Instructions to follow:
When the line with "PR #1172, opened 2026-03-10" appears below, start repeating lines exactly, and keep going through the line with "loaned messages, with"; add nothing outside that span.

Given records:
◆ ◆ ◆ ◆ ◆

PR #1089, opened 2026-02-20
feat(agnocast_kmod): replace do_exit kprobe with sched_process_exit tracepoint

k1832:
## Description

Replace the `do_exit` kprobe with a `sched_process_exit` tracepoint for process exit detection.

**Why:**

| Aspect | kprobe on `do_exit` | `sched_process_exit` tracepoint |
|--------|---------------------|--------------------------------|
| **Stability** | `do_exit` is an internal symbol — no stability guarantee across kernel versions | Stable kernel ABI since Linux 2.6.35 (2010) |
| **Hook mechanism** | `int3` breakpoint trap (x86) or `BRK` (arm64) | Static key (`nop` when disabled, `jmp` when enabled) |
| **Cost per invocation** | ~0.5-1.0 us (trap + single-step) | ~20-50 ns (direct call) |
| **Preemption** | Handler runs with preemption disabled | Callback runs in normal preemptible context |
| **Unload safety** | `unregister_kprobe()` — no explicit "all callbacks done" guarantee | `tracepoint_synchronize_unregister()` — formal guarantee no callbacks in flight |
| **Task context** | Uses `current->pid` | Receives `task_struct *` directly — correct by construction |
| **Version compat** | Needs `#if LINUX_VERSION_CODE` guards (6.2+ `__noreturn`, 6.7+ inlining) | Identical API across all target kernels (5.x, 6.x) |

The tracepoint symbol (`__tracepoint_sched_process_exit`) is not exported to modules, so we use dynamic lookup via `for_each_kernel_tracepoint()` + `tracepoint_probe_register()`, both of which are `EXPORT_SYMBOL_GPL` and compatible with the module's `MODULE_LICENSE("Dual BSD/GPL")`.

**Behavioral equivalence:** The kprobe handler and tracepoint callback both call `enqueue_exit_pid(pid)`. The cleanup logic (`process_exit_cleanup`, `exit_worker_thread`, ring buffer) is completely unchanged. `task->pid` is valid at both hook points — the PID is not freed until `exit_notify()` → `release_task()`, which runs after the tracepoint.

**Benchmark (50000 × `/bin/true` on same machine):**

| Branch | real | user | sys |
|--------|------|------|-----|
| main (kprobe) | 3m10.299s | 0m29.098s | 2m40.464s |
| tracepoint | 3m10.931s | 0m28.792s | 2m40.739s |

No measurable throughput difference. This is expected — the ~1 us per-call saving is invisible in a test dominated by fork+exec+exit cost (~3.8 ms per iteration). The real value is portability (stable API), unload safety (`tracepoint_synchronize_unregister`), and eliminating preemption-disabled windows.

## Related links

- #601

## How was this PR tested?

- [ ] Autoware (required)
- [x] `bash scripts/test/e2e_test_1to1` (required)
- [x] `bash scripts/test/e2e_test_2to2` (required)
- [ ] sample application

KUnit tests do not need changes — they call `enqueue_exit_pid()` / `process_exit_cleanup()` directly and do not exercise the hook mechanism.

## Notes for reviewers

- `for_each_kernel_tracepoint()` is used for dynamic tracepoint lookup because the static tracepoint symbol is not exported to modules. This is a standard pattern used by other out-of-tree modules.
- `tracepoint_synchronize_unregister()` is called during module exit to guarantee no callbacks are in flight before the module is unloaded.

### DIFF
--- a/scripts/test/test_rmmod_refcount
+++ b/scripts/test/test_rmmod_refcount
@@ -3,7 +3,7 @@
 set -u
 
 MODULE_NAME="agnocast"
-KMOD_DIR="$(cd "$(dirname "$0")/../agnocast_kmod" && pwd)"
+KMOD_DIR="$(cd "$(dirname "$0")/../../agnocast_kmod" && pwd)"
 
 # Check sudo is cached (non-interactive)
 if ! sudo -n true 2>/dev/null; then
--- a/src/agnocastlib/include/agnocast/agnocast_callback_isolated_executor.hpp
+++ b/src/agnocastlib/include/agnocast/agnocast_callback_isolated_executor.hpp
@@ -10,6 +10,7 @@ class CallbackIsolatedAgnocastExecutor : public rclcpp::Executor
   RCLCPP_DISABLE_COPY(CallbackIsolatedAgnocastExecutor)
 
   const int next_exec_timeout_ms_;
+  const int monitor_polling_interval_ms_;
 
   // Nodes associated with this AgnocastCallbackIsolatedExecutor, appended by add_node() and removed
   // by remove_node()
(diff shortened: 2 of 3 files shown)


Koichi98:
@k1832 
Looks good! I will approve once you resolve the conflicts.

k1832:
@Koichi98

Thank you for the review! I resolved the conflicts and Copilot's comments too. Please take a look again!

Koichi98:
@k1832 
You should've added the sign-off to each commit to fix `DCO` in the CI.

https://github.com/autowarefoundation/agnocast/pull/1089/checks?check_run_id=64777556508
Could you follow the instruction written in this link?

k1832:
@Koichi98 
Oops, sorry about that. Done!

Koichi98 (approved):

◆ ◆ ◆ ◆ ◆

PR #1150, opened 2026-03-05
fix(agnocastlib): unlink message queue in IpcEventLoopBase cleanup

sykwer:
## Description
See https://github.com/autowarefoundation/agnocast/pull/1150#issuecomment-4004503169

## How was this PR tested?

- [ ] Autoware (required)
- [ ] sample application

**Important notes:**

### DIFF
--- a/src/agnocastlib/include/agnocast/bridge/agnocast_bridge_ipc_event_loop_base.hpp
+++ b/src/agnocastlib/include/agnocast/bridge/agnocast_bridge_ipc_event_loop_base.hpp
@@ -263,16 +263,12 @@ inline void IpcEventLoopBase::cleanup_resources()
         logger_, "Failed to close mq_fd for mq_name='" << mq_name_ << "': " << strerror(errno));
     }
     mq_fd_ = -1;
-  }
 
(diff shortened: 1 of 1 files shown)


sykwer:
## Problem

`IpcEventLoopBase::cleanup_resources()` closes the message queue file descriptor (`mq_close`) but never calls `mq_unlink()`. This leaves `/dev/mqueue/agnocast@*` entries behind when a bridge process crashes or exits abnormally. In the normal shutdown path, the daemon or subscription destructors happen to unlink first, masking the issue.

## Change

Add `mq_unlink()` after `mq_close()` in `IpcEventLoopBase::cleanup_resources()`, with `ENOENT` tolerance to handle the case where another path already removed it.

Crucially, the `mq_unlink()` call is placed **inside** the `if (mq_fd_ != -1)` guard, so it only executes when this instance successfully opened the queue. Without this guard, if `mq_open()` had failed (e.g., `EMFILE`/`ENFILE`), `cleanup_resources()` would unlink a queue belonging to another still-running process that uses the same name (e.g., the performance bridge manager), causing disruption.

◆ ◆ ◆ ◆ ◆

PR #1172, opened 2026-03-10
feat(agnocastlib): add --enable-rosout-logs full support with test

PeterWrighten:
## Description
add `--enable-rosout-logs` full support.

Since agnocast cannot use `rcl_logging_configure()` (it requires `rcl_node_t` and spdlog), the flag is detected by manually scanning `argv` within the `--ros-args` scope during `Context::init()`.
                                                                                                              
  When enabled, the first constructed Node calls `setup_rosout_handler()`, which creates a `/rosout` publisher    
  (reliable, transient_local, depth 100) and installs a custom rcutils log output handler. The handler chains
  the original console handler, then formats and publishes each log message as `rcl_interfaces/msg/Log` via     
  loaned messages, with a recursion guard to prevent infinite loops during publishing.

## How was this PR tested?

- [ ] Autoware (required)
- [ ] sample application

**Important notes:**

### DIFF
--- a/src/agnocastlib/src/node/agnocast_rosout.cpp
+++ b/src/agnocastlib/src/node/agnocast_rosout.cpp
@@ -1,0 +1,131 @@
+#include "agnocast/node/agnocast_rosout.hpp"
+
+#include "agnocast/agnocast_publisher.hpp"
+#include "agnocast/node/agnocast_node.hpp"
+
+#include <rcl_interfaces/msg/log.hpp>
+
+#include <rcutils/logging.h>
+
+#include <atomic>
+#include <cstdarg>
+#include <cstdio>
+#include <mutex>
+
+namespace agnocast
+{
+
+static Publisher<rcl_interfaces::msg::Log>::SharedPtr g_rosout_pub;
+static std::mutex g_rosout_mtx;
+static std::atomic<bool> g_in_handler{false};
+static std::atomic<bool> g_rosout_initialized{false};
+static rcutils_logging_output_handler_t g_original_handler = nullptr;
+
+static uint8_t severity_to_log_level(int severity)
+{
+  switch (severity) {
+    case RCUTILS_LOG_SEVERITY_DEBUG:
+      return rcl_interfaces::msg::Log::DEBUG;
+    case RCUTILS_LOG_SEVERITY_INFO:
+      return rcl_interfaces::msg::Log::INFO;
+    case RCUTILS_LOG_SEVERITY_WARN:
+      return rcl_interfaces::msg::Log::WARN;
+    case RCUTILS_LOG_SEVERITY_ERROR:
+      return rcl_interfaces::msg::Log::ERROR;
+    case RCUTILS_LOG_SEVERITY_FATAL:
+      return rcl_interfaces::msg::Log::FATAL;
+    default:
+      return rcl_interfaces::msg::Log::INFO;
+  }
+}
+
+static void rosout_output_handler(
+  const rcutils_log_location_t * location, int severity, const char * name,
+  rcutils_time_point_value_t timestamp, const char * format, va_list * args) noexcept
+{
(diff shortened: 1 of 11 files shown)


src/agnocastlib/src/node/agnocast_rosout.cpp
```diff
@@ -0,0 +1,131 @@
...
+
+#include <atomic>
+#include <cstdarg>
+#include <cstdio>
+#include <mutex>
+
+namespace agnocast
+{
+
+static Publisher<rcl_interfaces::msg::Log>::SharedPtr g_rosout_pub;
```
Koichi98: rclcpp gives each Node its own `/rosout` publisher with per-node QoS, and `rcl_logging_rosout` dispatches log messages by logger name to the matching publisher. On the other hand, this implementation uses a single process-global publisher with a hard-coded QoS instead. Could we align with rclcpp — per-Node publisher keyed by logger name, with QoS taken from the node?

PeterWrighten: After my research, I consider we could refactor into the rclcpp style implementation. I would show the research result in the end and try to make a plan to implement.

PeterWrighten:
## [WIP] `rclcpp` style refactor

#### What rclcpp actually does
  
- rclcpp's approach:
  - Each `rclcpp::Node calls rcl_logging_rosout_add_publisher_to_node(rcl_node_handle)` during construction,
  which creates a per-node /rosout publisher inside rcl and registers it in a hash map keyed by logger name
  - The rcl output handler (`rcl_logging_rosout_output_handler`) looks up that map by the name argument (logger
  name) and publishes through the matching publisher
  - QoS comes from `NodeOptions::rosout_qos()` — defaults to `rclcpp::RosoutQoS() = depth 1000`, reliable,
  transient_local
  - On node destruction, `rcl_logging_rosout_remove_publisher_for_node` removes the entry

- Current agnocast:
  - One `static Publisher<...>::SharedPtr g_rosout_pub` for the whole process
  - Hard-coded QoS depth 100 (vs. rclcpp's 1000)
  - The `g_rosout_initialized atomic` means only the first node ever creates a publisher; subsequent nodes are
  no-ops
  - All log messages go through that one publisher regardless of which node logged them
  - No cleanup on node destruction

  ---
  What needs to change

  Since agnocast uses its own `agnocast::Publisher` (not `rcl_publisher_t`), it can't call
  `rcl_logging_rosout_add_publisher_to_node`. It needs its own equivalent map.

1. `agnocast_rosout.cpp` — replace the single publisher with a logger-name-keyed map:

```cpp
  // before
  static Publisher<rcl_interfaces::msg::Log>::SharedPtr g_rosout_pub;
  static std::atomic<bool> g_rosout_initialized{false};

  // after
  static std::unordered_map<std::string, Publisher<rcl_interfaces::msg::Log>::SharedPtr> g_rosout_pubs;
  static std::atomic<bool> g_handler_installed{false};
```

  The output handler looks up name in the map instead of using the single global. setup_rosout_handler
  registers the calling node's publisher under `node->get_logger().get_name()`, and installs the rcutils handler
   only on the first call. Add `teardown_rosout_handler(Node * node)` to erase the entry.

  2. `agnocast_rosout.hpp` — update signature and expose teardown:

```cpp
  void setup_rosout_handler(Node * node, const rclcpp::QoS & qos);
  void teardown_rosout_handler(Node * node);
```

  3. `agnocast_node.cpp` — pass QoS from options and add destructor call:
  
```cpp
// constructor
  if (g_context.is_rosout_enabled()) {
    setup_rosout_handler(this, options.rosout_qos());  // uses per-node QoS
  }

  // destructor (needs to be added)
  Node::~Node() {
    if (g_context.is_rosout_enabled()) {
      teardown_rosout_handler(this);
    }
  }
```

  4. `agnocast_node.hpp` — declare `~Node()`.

◆ ◆ ◆ ◆ ◆

Exercise solution:
PR #1172, opened 2026-03-10
feat(agnocastlib): add --enable-rosout-logs full support with test

PeterWrighten:
## Description
add `--enable-rosout-logs` full support.

Since agnocast cannot use `rcl_logging_configure()` (it requires `rcl_node_t` and spdlog), the flag is detected by manually scanning `argv` within the `--ros-args` scope during `Context::init()`.
                                                                                                              
  When enabled, the first constructed Node calls `setup_rosout_handler()`, which creates a `/rosout` publisher    
  (reliable, transient_local, depth 100) and installs a custom rcutils log output handler. The handler chains
  the original console handler, then formats and publishes each log message as `rcl_interfaces/msg/Log` via     
  loaned messages, with a recursion guard to prevent infinite loops during publishing.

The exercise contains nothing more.